**REQUIRED ACTION**
Return only the lines from the one containing "Hmm, I've seemed" to the end of the entries below, exactly as written, both ends included.

Content starts

PR #121, opened 2017-04-12
Speed up and clean up .travis.yml

tomschr:
* Download Zip from docbook.org
* Cache entities
* Use yakkety distribution

### DIFF
--- a/.travis.yml
+++ b/.travis.yml
@@ -2,6 +2,7 @@ language: bash
 env:
       global:
       - LD_PRELOAD=/lib/x86_64-linux-gnu/libSegFault.so
+      - CACHE=$HOME/.cache/entities
 
 dist: yakkety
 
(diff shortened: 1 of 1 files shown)


.travis.yml
```diff
@@ -1,17 +1,33 @@
...
 
 script:
-    - xmllint --noout --noent xml/*.xml
+    - test -e $HOME/.cache/entities || mkdir -p $HOME/.cache/entities
+    - wget -P $HOME/.cache/entities http://docbook.org/xml/4.5/docbook-xml-4.5.zip
+    - unzip -d $HOME/.cache/entities/ $HOME/.cache/entities/docbook-xml-4.5.zip
+    - cp -vi $HOME/.cache/entities/*.mod xml/
+    - cp -avi $HOME/.cache/entities/ent xml/
+    # - wget -P xml/ http://www.oasis-open.org/docbook/xml/4.5/dbcentx.mod
+    - sed -i 's#dbcent PUBLIC .*>#dbcent SYSTEM "dbcentx.mod">#' xml/entity-decl.ent
```
sknorr: You can make this a bit safer by using `[^>]*`:

```
sed -i 's#dbcent PUBLIC [^>]*>#dbcent SYSTEM "dbcentx.mod">#' xml/entity-decl.ent
```

Otherwise, if you have another tag on the same line as this one, the second tag might be replaced too.

.travis.yml
```diff
@@ -1,17 +1,31 @@
...
     - echo $TRAVIS_COMMIT
-    - ls xml/*.xml
     - xmllint --version
 
 script:
-    - xmllint --noout --noent xml/*.xml
+    - test -e $CACHE || ( mkdir -p $CACHE; wget -P $CACHE http://docbook.org/xml/4.5/docbook-xml-4.5.zip; unzip -d $CACHE $CACHE/docbook-xml-4.5.zip )
+    - cp -vi $CACHE/*.mod xml/
+    - cp -avi $CACHE/ent xml/
+    - sed -i 's#dbcent PUBLIC .*>#dbcent SYSTEM "dbcentx.mod">#' xml/entity-decl.ent
```
sknorr: You can make this a bit safer by using `[^>]*`:

```
sed -i 's#dbcent PUBLIC [^>]*>#dbcent SYSTEM "dbcentx.mod">#' xml/entity-decl.ent
```

Otherwise, if you have another tag on the same line as this one, the second tag might be replaced too.

tomschr: Thanks! Great idea Stefan! 👍 

After thinking a bit more, the whole sed thing is quite unsafe in general. That's the nature if you try to manipulate XML stuff. For example, if someone adds a line break between `PUBLIC` or between the public identifier and the URI, all hell break loose...

Wondering if I should switch back to catalogs...

PR #126, opened 2017-04-18
Z requires NPIV enabled for automatic LUN scanning, fate#320750

sven15:
Based on comment #16 of FATE#320750


sven15:
[Document YaST zfcp interface on z Systems requirements](https://trello.com/c/QiXD8toc/143-document-yast-zfcp-interface-on-z-systems-requirements)

sknorr:
Looks good but seems like it might need a doc update?

PR #134, opened 2017-05-08
MPIO: default path_checker is tur, fate#320804

svenseeberg:


sven15:
[multipath: make TUR the default checker](https://trello.com/c/VNmyWS3I/161-multipath-make-tur-the-default-checker)

PR #136, opened 2017-05-08
vt best practices: Clarify note about qemu binary

jfehlig:
Section 3.2 recommends using qemu-system-x86_64 over qemu-system-i386.
This is a fine recommendation for KVM, but the opposite is true for
Xen. Clarify the section by adding notes about the preferred qemu
binary for both KVM and Xen.

Note: This change is the result of user comment in bugzilla

https://bugzilla.suse.com/show_bug.cgi?id=1037985#c4


fsundermeyer:
Thanks a lot!

PR #150, opened 2017-07-12
Fix all the docker build instructions

flavio:
Do not use the zypper's `gpg-auto-import-keys` flag when installing software, this is unneeded and causes security issues.

Fixes bsc#1048279

Signed-off-by: Flavio Castelli <fcastelli@suse.com>


cyphar:
LGTM.

fsundermeyer:
Thanks!

PR #152, opened 2017-07-12
unique UID in user settings

schubi2:


xml/ay_bigfile.xml
```diff
@@ -8958,6 +8958,68 @@ config:type="boolean"&gt;true&lt;/keep_install_network&gt;</screen>
 &lt;/users&gt;</screen>
     </example>
 
+    <para>
+     The next example shows a more complete example. The data in
+     <filename>/etc/default/useradd</filename> is used to determine the home
+     directory of the user to be created plus other parameters.
```
fsundermeyer: The following example shows a more complex scenario. System wide default setting from <filename>/etc/default/useradd</filename>, such as the shell or the parent directory for the home directory, are applied.

xml/ay_bigfile.xml
```diff
@@ -8958,6 +8958,68 @@ config:type="boolean"&gt;true&lt;/keep_install_network&gt;</screen>
...
+    </example>
+
+    <note>
+     <title><literal>authorized_keys</literal> file will be overwritten</title>
+     <para>
+      If the profile defines a set of SSH authorized keys for a user, the
+      content of the <literal>$HOME/.ssh/authorized_keys</literal> file will be
+      overwritten when using AutoYaST to perform a system upgrade or
+      configuration.
+     </para>
```
fsundermeyer: &lt;para&gt;
 If the profile defines a set of SSH authorized keys for a user in the <tag>authorized_keys</tag section, 
 an existing <filename>$HOME/.ssh/authorized_keys</filename> file will be overwritten. If not existing, the
 file will be created with the content specified. Avoid overwriteng an existing <filename>authorized_keys</filename> 
 by not specifying thev respective section in the &ay; control file. 
&lt;/para&gt;

xml/ay_bigfile.xml
```diff
@@ -8958,6 +8958,68 @@ config:type="boolean"&gt;true&lt;/keep_install_network&gt;</screen>
...
+     <para>
+      To avoid such behavior, the <literal>&lt;authorized_keys&gt;</literal> section
+      should be omitted.
+     </para>
+    </note>
```
fsundermeyer: ~~&lt;para&gt;
    To avoid such behavior, the <literal>&lt;authorized_keys&gt;</literal> section
     should be omitted.
&lt;/para&gt~~

xml/ay_bigfile.xml
```diff
@@ -8958,6 +8958,68 @@ config:type="boolean"&gt;true&lt;/keep_install_network&gt;</screen>
...
+    <note>
+     <title><literal>uid</literal> should be be a unique</title>
+     <para>
+      Either each user <literal>uid</literal> must be defined and should be
+      unique, or none <literal>uid</literal> will be defined in the &ay;
+      control file. In that case &ay; evalutes the UIDs
+      of each user. Otherwise it could be that UIDs are not unique on the
+      system which is not an error in general but could cause some problems
+      in other areas.
+     </para>
```
fsundermeyer: This section is unclear. I assume that you wanted to express something like:

* IF user IDs are specified, they should be unique
* to let the system automatically allocate a user ID, do not specify a uid

If correct, I suggest the following text:

&lt;note&gt;
 &lt;title&gt;User IDs should be Unique&lt;/title&gt;
 &lt;para&gt;
   User IDs should be unique throughout the system&mdash;although not manadatory, using the
   same ID for different users may lead to unforseen problems. Therefore, when specifying a <tag>uid</tag>
   for a user in the control file, amke sure it is not already in use. Alternatively, do not specify a <tag>uid</tag>
  in the control file. In this case, the system will automatically allocate a unique user ID.
 &lt;/para&gt;
&lt;/note&gt;

xml/ay_bigfile.xml
```diff
@@ -8958,6 +8958,68 @@ config:type="boolean"&gt;true&lt;/keep_install_network&gt;</screen>
...
+    &lt;password_settings&gt;
+      &lt;max&gt;120&lt;/max&gt;
+      &lt;inact&gt;5&lt;/inact&gt;
+    &lt;/password_settings&gt;
+  &lt;/user&gt;
+&lt;/users&gt;</screen>
+    </example>
+
+    <note>
+     <title><literal>authorized_keys</literal> file will be overwritten</title>
```
fsundermeyer: &lt;title>&lt;literal>authorized_keys&lt;/literal> File will be Overwritten&lt;/title>

xml/ay_bigfile.xml
schubi2: hm, not exactly. The problem is if there are entries with IDs and there are entries without IDs too. So YaST evaluates IDs for the not defined entries automatically which can be the same as the IDs which have already been defined in other entries.
So mixing user entries which have and have not IDs is not an good idea :-)

schubi2: I have talked with Frank. I can merge this PR and he will make additional changes by his own.
Thanks Frank !

PR #155, opened 2017-08-11
vt-doc: Add section on using macvtap

jfehlig:
Add a section to the libvirt documentation on using macvtap
to share a host network interface.


jfehlig:
Hmm, I've seemed to have messed up my branch. I'll open another request after fixing it.

PR #523, opened 2022-12-28
[CN-631]-add sync_tags function to fetch latest tag

cheels:
## Description

- Added sync_tag function that fetched and attached the latest tag to the published certificate image on Open Shift env
- Changed the tag for the ubi-minimal image to fix the vulnerability issue. Publishing with the current tag will get an index score of C instead of A, and it will cause the impossibility to publish our next image
image

## User Impact

- No more needs to sync tags manually after publishing
- From now we should always get an index score of A for our subsequent releases

image

### DIFF
--- a/.github/scripts/utils.sh
+++ b/.github/scripts/utils.sh
@@ -192,3 +192,20 @@ wait_for_instance_restarted()
       echo "All instances are in 'Ready' status."
    fi
 }
+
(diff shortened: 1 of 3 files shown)


mtyazici (approved):

kutluhanmetin (approved):
LGTM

Content ends

**RESULT OF THE EXERCISE**
Hmm, I've seemed to have messed up my branch. I'll open another request after fixing it.

PR #523, opened 2022-12-28
[CN-631]-add sync_tags function to fetch latest tag

cheels:
## Description

- Added sync_tag function that fetched and attached the latest tag to the published certificate image on Open Shift env
- Changed the tag for the ubi-minimal image to fix the vulnerability issue. Publishing with the current tag will get an index score of C instead of A, and it will cause the impossibility to publish our next image
image

## User Impact

- No more needs to sync tags manually after publishing
- From now we should always get an index score of A for our subsequent releases

image

### DIFF
--- a/.github/scripts/utils.sh
+++ b/.github/scripts/utils.sh
@@ -192,3 +192,20 @@ wait_for_instance_restarted()
       echo "All instances are in 'Ready' status."
    fi
 }
+
(diff shortened: 1 of 3 files shown)


mtyazici (approved):

kutluhanmetin (approved):
LGTM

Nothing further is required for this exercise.